Steep about 1 tsp (4 capsules) in 1 cup boiling water. By the time it has cooled to room temp it should be gel-like. 
You can mix this with her food or syringe it into her mouth.

Digestive enzymes would probably be a BIG help for her, more than anything else. Fiber can cause gas and discomfort. Also, how much are you feeding? Are you sure you're not over feeding? As that can also cause diarrhea. 

HOpe this helps. I have 2 dogs with tummy issues and it's no fun! The thing that has helped them the most is sprinkling digestive enzymes over their food.


----------



## Andiecat46 (Jan 17, 2004)

Where can I find digestive enzymes??


----------



## NOLAKitties (May 30, 2013)

I use prozyme brand. They have one for cats without lactose. I got a bottle from amazon.

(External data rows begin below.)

PR #6, opened 2022-12-18
WIP: bare-bones dtypes; can_cast and result_type

ev-br:
Make wrappers for the intersection of torch-supported and numpy-supported dtypes. This is very rudimentary, no attempt is made to follow the actual numpy dtype hierarchy (DType, _DTypeMeta etc). Also this does not really distinguish between array scalars and dtypes (classes or instances). Not sure how deep into this rabbit hole we need to fall, really.

For dtype casting, 

1. No value-based casting (this is a feature, not bug!)
2. Ignoring the difference between scalars and arrays for dtype promotion (`3.0*array(..., dtype="float32")` -> dtype("float64") or float32 etc).
3. track numpy 1.23.5 otherwise

TODO : 

- [ ] actually use it for casting inputs and outputs in ufuncs and relatives
- [ ] dtype aliases: np.dtype('i8'), conversion from python types (`dtype=float`), typecodes etc


ev-br:
Superseded by gh-7.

Maybe call around and see if someone local has it if you need it right away.


----------



## Andiecat46 (Jan 17, 2004)

Oh Ok.. hmm I wish I could find it at a store... So you guys think the digestive enzymes are going to be more effective than slippery elm?


----------



## snowy (Aug 23, 2012)

AndieCat said:


> So my next step is Slippery Elm bark. Here is my question... HOW do I administer it? Do I buy the capsules and sprinkle it in her food? Does it have a taste? Cause if it has any taste, she wont eat the food.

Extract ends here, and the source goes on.